Submitted September 7, 2007
Accepted March 19, 2008
hem6: an ENU-induced recessive hypochromic microcytic anemia mutation in the mouse
Meng Tian, Dean R Campagna, Lanette S Woodward, Monica J Justice, and Mark D Fleming*
Department of Pathology, Children's Hospital Boston and Harvard Medical School, Boston, MA, United States
Department of Genetics, Baylor College of Medicine, Houston, TX, United States
* Corresponding author; email: mark.fleming{at}childrens.harvard.edu.
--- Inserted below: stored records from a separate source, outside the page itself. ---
PR #321, opened 2017-03-15
Avoid the start of go-routines which are never get stopped (Description Issue #312; ) Follow Up on Pull-Request #313

wofr:
Removed dependency to crypto from viper.go

### DIFF
--- a/viper.go
+++ b/viper.go
@@ -36,10 +36,14 @@ import (
 	"github.com/spf13/cast"
 	jww "github.com/spf13/jwalterweatherman"
 	"github.com/spf13/pflag"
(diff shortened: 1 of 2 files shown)


viper.go
```diff
@@ -40,13 +40,19 @@ import (
 
 var v *Viper
 
+type Response struct {
```
bep: I think we should rename this to `RemoteResponse`; which is in line with `RemoteProvider`, and it prevents people to confuse it with something they should care about. Fix that and I will merge.

wofr: Good point! Update is on the way

wofr:
changed Response to RemoteResponse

Mouse models have proven invaluable for understanding erythropoiesis. Here, we describe an autosomal recessive, inherited anemia in the mouse mutant hem6. Hematologic and transplantation analyses reveal a mild, congenital, hypochromic, microcytic anemia intrinsic to the hematopoietic system that is associated with a decreased red blood cell zinc protoporphyrin to heme ratio, indicative of porphyrin insufficiency. Intercross matings show that hem6 can suppress the porphyric phenotype of mice with erythropoietic protoporphyria (EPP). Furthermore, iron uptake studies in hem6 reticulocytes demonstrate defective incorporation of iron into heme that can be partially corrected by the addition of porphyrin precursors. Gene expression and enzymatic assays indicate that erythroid 5-aminolevulinic acid synthase (Alas2) is decreased in hem6 animals, suggesting a mechanism that could account for the anemia. Overall, these data lead to the hypothesis that hem6 encodes a protein that directly or indirectly regulates the expression of Alas2.